— Problem to solve —
I need the number of lines in the data that include "seen"; reply with that number alone.

Stored items
[Start of Attachment]

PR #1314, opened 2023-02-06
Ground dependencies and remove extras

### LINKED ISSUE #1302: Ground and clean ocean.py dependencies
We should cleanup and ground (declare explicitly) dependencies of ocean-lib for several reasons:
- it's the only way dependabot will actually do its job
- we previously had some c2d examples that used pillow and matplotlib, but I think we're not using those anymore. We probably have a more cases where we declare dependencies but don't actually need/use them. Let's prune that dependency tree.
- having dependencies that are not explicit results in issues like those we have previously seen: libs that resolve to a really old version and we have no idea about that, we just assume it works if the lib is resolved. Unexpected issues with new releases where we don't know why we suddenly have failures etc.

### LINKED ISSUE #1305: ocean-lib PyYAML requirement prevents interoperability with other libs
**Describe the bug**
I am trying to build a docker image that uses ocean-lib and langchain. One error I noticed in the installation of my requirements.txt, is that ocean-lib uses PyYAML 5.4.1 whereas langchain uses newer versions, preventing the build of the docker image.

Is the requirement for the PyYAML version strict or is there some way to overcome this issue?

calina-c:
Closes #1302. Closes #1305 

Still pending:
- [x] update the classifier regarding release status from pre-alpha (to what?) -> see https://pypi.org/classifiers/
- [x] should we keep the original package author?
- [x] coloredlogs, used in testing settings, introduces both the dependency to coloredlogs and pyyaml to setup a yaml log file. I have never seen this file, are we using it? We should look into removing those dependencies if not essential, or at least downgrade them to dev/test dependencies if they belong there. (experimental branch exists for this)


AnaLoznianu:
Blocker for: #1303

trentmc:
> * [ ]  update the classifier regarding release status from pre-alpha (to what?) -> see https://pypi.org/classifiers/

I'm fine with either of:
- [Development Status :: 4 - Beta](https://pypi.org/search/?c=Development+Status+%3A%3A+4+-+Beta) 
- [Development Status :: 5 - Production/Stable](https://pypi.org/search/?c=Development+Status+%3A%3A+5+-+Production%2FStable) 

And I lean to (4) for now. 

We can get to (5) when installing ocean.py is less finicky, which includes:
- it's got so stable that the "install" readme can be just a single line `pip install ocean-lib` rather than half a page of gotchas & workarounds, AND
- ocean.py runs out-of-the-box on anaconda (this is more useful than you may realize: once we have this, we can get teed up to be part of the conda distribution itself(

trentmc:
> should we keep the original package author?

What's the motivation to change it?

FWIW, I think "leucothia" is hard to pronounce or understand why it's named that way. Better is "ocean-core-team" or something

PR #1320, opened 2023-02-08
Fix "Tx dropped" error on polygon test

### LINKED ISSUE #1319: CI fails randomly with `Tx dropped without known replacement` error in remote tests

[End of Attachment]
[Start of Attachment]

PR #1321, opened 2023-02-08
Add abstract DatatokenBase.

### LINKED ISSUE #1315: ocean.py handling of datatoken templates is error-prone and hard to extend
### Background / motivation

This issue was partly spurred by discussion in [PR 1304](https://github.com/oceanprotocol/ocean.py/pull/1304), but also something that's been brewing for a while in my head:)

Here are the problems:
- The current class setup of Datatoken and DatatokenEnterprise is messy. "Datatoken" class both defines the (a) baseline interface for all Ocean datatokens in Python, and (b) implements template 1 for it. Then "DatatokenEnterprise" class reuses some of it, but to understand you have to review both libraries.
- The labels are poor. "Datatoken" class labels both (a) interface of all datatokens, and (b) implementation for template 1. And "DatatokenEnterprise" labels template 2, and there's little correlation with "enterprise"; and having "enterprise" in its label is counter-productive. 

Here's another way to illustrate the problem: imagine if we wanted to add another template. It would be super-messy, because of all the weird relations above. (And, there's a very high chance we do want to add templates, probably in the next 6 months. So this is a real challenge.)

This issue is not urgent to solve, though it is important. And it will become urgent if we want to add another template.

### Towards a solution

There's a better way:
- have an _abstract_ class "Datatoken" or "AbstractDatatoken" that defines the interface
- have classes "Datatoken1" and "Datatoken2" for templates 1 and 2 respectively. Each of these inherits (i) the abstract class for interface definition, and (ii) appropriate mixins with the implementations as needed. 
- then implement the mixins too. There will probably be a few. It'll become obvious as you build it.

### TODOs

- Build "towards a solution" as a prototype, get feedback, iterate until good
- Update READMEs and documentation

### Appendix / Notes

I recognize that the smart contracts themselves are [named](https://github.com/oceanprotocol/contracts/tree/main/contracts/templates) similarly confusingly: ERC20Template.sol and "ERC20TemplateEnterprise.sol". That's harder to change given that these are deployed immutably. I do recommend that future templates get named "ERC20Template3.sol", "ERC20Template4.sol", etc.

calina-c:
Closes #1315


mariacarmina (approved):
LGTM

[End of Attachment]
[Start of Attachment]

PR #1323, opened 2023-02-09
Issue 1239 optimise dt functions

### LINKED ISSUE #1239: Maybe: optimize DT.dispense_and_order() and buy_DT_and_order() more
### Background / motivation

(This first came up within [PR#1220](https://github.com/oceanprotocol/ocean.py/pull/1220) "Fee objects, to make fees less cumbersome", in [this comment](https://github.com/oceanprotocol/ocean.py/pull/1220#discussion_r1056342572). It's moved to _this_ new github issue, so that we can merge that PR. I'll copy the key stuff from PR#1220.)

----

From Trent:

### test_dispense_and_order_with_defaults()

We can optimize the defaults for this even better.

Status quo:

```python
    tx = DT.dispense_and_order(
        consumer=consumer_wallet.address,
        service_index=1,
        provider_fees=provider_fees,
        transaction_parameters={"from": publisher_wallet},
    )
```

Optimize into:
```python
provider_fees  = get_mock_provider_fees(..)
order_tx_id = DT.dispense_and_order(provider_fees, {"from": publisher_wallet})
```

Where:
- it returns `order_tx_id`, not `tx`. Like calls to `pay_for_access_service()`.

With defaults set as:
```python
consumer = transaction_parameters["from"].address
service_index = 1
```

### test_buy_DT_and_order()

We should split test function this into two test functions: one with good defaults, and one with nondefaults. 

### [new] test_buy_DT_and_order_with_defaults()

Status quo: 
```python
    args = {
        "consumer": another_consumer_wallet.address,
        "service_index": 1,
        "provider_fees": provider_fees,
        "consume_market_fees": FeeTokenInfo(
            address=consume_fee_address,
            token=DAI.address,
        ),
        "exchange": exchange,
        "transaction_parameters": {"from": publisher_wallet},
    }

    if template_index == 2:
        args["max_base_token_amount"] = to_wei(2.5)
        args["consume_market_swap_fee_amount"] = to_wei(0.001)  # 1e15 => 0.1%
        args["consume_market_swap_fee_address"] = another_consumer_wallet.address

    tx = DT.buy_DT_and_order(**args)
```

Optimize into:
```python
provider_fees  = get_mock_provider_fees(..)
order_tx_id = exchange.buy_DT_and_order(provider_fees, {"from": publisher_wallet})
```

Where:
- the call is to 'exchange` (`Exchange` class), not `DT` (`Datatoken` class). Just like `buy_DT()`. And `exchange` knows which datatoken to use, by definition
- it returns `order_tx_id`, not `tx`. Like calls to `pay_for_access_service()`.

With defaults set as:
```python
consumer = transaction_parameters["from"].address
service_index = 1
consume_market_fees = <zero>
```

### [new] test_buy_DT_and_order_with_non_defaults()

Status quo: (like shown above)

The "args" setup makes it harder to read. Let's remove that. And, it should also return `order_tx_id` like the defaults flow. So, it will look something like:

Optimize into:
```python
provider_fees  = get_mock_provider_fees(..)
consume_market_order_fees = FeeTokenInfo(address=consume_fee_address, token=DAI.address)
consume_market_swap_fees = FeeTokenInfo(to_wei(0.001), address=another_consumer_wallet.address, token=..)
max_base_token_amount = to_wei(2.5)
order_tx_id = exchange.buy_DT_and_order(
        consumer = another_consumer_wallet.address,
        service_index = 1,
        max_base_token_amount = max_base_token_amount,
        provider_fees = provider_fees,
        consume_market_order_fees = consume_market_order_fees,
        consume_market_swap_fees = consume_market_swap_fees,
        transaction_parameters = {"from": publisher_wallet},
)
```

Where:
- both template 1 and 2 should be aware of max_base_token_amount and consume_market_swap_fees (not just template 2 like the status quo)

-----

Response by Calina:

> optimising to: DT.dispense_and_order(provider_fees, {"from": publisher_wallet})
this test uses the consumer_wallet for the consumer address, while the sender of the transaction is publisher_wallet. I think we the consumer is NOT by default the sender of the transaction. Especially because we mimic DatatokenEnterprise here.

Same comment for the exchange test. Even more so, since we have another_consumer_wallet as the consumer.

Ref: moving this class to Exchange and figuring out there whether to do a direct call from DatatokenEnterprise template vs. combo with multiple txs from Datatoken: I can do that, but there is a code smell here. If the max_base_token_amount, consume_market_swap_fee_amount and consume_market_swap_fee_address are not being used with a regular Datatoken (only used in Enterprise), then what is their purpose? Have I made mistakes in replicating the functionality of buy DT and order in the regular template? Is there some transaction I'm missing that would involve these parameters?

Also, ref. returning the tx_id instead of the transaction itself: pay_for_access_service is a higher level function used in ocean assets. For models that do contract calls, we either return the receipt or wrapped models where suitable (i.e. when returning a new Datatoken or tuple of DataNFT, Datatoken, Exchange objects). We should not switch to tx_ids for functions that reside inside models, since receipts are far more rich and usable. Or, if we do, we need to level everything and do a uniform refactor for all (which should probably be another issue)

[End of Attachment]

— Solution to this exercise —
2